Ottawa, Canada, 1947
John Ralston Saul was born in Ottawa and studied at McGill University and the University of London, where he obtained his Ph.D. in 1972. He is an award-winning essayist and novelist. He was elected President of PEN International in October 2009 until October 2015. Saul has had a growing impact on political and economic thought in many countries. Declared a “prophet” by TIME magazine, he is included in the prestigious Utne Reader’s list of the world’s 100 leading thinkers and visionaries. His 16 works have been translated into 28 languages in 37 countries. Saul is best known for his philosophical trilogy Voltaire’s Bastards: The Dictatorship of Reason in the West, The Doubter’s Companion: A Dictionary of Aggressive Common Sense and The Unconscious Civilization. This was followed by a meditation on the trilogy On Equilibrium: Six Qualities of the New Humanism. His most recent work of fiction – the first in over fifteen years – is Dark Diversions, a picaresque novel in which he observes the life of modern nouveaux riches Americans.
Carmen Balcells Literary Agency represents the author for Spanish language and Portuguese language (Portugal).
"With his sophisticated international perspective and blunt freedom from cant, he offers a promising persona for the future: the intellectual as man of the world." The Washington Post
"[Saul has] the most wide-ranging mind and [is] one of the greatest organizing and focusing teachers we have." Sydney Morning Herald
"Saul has a keen eye for hypocrisy and pungently dry wit." The Independent (UK)
Bibliography
Novel
Non-fiction
Novel
On the edge of the civilized world lies rotting Bangkok – a once beautiful Oriental jewel of a city, now devoted to a perverse mix of pleasure and pain. It is a place where violence meets innocence and the good die young, if they are lucky. This is John Field’s paradise on earth. A former journalist and free-lance everything, Field hears that his ex-wife and her lover have been murdered. Recalling the humanity once a part of him, he reluctantly enters a world he knows only too well, to search for whoever killed them. What he discovers in the teeming, sordid streets is a world out of control – a society of thieves and cynics and the living dead. What he learns will last him the rest of his days.

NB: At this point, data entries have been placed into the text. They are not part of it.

PR #442, opened 2021-03-15
client/status: allow raw mode without a tty

cole-h:
A fairly common pattern when presented with JSON is to pipe it to `jq`.

This also allows one to `zrepl status --mode raw > log` and operate on
the JSON there.

---

Prior to this change, attempting to pipe to `jq` would greet me with:

```
$ doas zrepl status --mode raw | jq
error: stdout is not a tty, please use --mode dump
```

Now:

```
$ doas zrepl status --mode raw | jq | head
{
  "Jobs": {
    "_control": {
      "internal": null,
      "type": "internal"
    },
    "bpool_sink": {
      "sink": {
        "Snapper": null
      },
```

### DIFF
--- a/client/status/status.go
+++ b/client/status/status.go
@@ -71,12 +71,16 @@ func runStatusV2Command(ctx context.Context, config *config.Config, args []strin
 
 	mode := statusv2Flags.Mode.Value().(statusv2Mode)
 
-	if !isatty.IsTerminal(os.Stdout.Fd()) && mode != StatusV2ModeDump {
-		usemode, err := statusv2Flags.Mode.InputForChoice(StatusV2ModeDump)
+	if !isatty.IsTerminal(os.Stdout.Fd()) && mode != StatusV2ModeDump && mode != StatusV2ModeRaw {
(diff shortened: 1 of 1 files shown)


client/status/status.go
```diff
@@ -71,7 +71,7 @@ func runStatusV2Command(ctx context.Context, config *config.Config, args []strin
 
 	mode := statusv2Flags.Mode.Value().(statusv2Mode)
 
-	if !isatty.IsTerminal(os.Stdout.Fd()) && mode != StatusV2ModeDump {
+	if !isatty.IsTerminal(os.Stdout.Fd()) && mode != StatusV2ModeDump && mode != StatusV2ModeRaw {
```
grahamc, line 74: I think the error message should also suggest the json mode?

cole-h: Thanks for noticing; resolved in force-push.

InsanePrawn (approved):
LGTM

problame (approved):
Yup, sorry I let this slip through. Should we issue another rc immediately or wait a few days?

cole-h:
No worries!

I think it's fine to wait a few days in order to potentially let some more fixes get in.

James Spenser is a man obsessed by beauty – a collector haunted by his almost supernatural response to art. A sophisticated, complex character, he would seem the last man on earth to turn to theft. But his target is exceptional: twenty 11 th-century Buddhas from the deserted city of Pagan, Burma – their value, $1 million each. Teaming up in Thailand with Field, a drunken expatriate journalist, and Blake, an American Baptist minister-cum-guerrilla leader, Spenser finds himself unwittingly embroiled in a deadly web of private and public feuds: from the bizarre relationship between Blake and his girlfriend Marea, with whom Spenser, too, becomes involved, to the bloody rivalries of the guerrilla armies and opium dealers vying for power at any cost. Ruthless leaders and desperate individuals are brought face to face in a life and death struggle for supremacy.
On the surface, Baraka is a raw, exciting story of oil, arms, and guerrilla warfare in the Sahara. But the core of the novel is the friendship and love which link Anthony Smith, Martin Laing, and Martin’s wife Cosima – and the ambitions, desires and values which rip that love apart. It is also about the great moral confusion which prevails when the ‘villain’ may be the nice man next door, who does not believe himself a villain. Set against the background of Morocco, Thailand and Vietnam, John Ralston Saul weaves a tale of an oil deal which turns into an arms deal, and an arms deal which turns into a bloody civil war. It is a tale of corruption, of courage, and of dreams found and lost.
The scene is set in France and its colony, Reunion Island. On 9 March 1968 a DC6 aircraft carrying General Ailleret, Chief of the French General Staff, his wife and entourage, crashed on take off from Reunion Island in the Indian Ocean. The only survivor was an air hostess. This is historical fact. The crash was variously attributed to an excessive fuel load (for the long leg to Djibouti) or possibly some over-indulgence on the part of some members of the crew who had not expected – and did not wish – to fly that night.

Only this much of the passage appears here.